**AIM OF THE TASK**
Across the records below, report how many lines include the word "cloudflare", stating the number alone.

TASK INPUTS below:

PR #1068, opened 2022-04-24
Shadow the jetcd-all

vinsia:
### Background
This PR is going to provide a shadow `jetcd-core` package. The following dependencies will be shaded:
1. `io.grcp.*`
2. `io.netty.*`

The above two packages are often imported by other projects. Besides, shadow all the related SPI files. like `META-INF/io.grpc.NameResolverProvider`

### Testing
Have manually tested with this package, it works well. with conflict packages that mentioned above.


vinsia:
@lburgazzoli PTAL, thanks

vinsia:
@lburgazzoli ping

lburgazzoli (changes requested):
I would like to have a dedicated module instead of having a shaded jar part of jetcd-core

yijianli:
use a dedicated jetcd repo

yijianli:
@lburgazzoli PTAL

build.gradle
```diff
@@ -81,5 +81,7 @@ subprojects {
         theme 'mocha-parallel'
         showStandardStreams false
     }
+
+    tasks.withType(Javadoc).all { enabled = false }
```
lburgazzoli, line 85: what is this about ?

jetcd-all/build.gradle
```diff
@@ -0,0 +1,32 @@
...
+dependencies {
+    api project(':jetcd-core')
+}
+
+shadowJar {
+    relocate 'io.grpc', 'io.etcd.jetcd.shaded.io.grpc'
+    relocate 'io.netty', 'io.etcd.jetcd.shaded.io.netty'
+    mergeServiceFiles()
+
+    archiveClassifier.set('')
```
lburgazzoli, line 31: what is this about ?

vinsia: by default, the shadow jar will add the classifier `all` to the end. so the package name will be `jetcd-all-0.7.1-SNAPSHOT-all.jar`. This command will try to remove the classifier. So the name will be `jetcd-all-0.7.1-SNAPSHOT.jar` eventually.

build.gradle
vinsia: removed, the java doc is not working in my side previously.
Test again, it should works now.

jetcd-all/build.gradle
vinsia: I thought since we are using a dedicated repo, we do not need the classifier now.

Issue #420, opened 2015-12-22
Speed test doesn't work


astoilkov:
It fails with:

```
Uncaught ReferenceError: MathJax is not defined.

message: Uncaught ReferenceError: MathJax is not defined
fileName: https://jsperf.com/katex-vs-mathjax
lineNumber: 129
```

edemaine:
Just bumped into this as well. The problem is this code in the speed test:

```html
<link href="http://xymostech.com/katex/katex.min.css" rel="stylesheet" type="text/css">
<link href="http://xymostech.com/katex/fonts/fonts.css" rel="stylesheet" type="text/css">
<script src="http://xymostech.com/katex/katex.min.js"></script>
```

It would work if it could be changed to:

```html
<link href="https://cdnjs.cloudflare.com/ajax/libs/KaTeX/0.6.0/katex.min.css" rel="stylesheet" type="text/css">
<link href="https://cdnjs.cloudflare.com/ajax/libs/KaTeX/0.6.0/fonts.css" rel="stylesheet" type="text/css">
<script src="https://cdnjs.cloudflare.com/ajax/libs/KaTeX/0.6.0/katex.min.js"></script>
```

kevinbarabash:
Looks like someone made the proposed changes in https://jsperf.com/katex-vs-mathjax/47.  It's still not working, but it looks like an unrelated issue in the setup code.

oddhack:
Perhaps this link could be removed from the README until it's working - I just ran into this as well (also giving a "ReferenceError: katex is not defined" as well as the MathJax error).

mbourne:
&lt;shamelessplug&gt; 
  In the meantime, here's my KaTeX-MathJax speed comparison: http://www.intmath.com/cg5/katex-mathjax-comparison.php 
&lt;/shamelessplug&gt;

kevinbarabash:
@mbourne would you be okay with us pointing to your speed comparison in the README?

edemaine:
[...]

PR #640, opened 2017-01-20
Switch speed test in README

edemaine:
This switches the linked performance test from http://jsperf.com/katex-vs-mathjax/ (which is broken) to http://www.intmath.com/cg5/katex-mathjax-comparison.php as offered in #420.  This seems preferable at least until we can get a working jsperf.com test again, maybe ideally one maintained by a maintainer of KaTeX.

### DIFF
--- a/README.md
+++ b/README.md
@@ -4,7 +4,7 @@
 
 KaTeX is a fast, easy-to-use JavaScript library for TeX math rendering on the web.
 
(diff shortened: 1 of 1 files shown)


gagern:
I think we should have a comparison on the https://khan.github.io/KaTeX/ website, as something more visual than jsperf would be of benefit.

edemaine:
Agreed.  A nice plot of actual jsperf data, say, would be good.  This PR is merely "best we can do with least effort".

End of TASK INPUTS.
TASK INPUTS below:

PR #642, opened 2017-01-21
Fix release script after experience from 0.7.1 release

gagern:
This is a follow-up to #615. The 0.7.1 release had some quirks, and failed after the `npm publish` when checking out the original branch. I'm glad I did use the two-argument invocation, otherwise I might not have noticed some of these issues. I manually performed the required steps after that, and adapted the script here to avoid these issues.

End of TASK INPUTS.
TASK INPUTS below:

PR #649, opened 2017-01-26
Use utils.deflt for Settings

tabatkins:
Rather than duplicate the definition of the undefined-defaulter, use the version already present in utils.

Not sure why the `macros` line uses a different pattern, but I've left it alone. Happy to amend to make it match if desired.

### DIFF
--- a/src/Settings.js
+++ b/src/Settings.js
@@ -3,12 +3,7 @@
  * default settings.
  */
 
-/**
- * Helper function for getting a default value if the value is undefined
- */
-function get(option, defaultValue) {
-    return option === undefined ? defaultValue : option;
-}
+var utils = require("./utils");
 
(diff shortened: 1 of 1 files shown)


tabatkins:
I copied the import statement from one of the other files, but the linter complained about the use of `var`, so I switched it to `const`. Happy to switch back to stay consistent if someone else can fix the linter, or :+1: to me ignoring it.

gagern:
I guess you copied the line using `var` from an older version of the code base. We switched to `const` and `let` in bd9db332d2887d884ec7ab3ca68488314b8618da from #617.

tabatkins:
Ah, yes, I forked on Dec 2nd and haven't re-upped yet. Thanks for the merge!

End of TASK INPUTS.

**SOLUTION FOR THIS TASK**
3